PR #4828, opened 2025-01-19
Database backend configuration

RickiNano:
In the current implementation, the database backend is determined by the setting of `RocksDb.Enable` config setting which is not very intuitive.
This PR replaces that setting with a new `database_backend` setting. It can be set to either `lmdb` or `rocksdb`. If not set, it defaults to `lmdb`.
To make it easier for node operators that are currently using RocksDb, the node will notify the operator with an error message if the config file has the old `RocksDb.Enable` set to true and `database_backend` set to lmdb (for example when using an old config file that does not have the new database_backend property). The error message can be removed in future versions when operators have migrated to use the new `database_backend` type
This PR also makes it easier to add more backends in the future.

### DIFF
--- a/nano/node/nodeconfig.cpp
+++ b/nano/node/nodeconfig.cpp
@@ -701,18 +701,18 @@ nano::database_backend nano::node_config::get_config_backend (nano::tomlconfig &
 
 nano::database_backend nano::node_config::get_default_backend ()
 {
-	auto backend_str = nano::env::get<std::string> ("BACKEND");
+	auto backend_str = nano::env::get<std::string> ("NANO_BACKEND");
 
 	if (backend_str.has_value ())
 	{
 		auto backend = deserialize_database_backend (backend_str.value ());
 		if (backend.has_value ())
 		{
-			std::cerr << "Database backend overridden by BACKEND environment variable: " << *backend_str << std::endl;
+			std::cerr << "Database backend overridden by NANO_BACKEND environment variable: " << *backend_str << std::endl;
 			return backend.value ();
 		}
 
-		std::cerr << "Unknown database backend in BACKEND environment variable: " << *backend_str << std::endl;
+		std::cerr << "Unknown database backend in NANO_BACKEND environment variable: " << *backend_str << std::endl;
 	}
 	return database_backend::lmdb;
 }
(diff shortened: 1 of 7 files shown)


pwojcikdev:
I agree with doing the backend configuration this way, but it should not throw an error if legacy `rocksdb.enable` is set. There should be a warning, but the node should check for this case and use rocksdb, there is no reason not to do that. It's not a good user experience otherwise.

The only case where we should throw an error is if there is a mismatch between `rocksdb.enable` and `database_backend`, ie. one is explicitly set to rocksdb and the other to lmdb.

· · · · · · ·

* _What this task involves_: Each line in the listing is to be returned exactly.

* _Response box_:
PR #4828, opened 2025-01-19
Database backend configuration

RickiNano:
In the current implementation, the database backend is determined by the setting of `RocksDb.Enable` config setting which is not very intuitive.
This PR replaces that setting with a new `database_backend` setting. It can be set to either `lmdb` or `rocksdb`. If not set, it defaults to `lmdb`.
To make it easier for node operators that are currently using RocksDb, the node will notify the operator with an error message if the config file has the old `RocksDb.Enable` set to true and `database_backend` set to lmdb (for example when using an old config file that does not have the new database_backend property). The error message can be removed in future versions when operators have migrated to use the new `database_backend` type
This PR also makes it easier to add more backends in the future.

### DIFF
--- a/nano/node/nodeconfig.cpp
+++ b/nano/node/nodeconfig.cpp
@@ -701,18 +701,18 @@ nano::database_backend nano::node_config::get_config_backend (nano::tomlconfig &
 
 nano::database_backend nano::node_config::get_default_backend ()
 {
-	auto backend_str = nano::env::get<std::string> ("BACKEND");
+	auto backend_str = nano::env::get<std::string> ("NANO_BACKEND");
 
 	if (backend_str.has_value ())
 	{
 		auto backend = deserialize_database_backend (backend_str.value ());
 		if (backend.has_value ())
 		{
-			std::cerr << "Database backend overridden by BACKEND environment variable: " << *backend_str << std::endl;
+			std::cerr << "Database backend overridden by NANO_BACKEND environment variable: " << *backend_str << std::endl;
 			return backend.value ();
 		}
 
-		std::cerr << "Unknown database backend in BACKEND environment variable: " << *backend_str << std::endl;
+		std::cerr << "Unknown database backend in NANO_BACKEND environment variable: " << *backend_str << std::endl;
 	}
 	return database_backend::lmdb;
 }
(diff shortened: 1 of 7 files shown)


pwojcikdev:
I agree with doing the backend configuration this way, but it should not throw an error if legacy `rocksdb.enable` is set. There should be a warning, but the node should check for this case and use rocksdb, there is no reason not to do that. It's not a good user experience otherwise.

The only case where we should throw an error is if there is a mismatch between `rocksdb.enable` and `database_backend`, ie. one is explicitly set to rocksdb and the other to lmdb.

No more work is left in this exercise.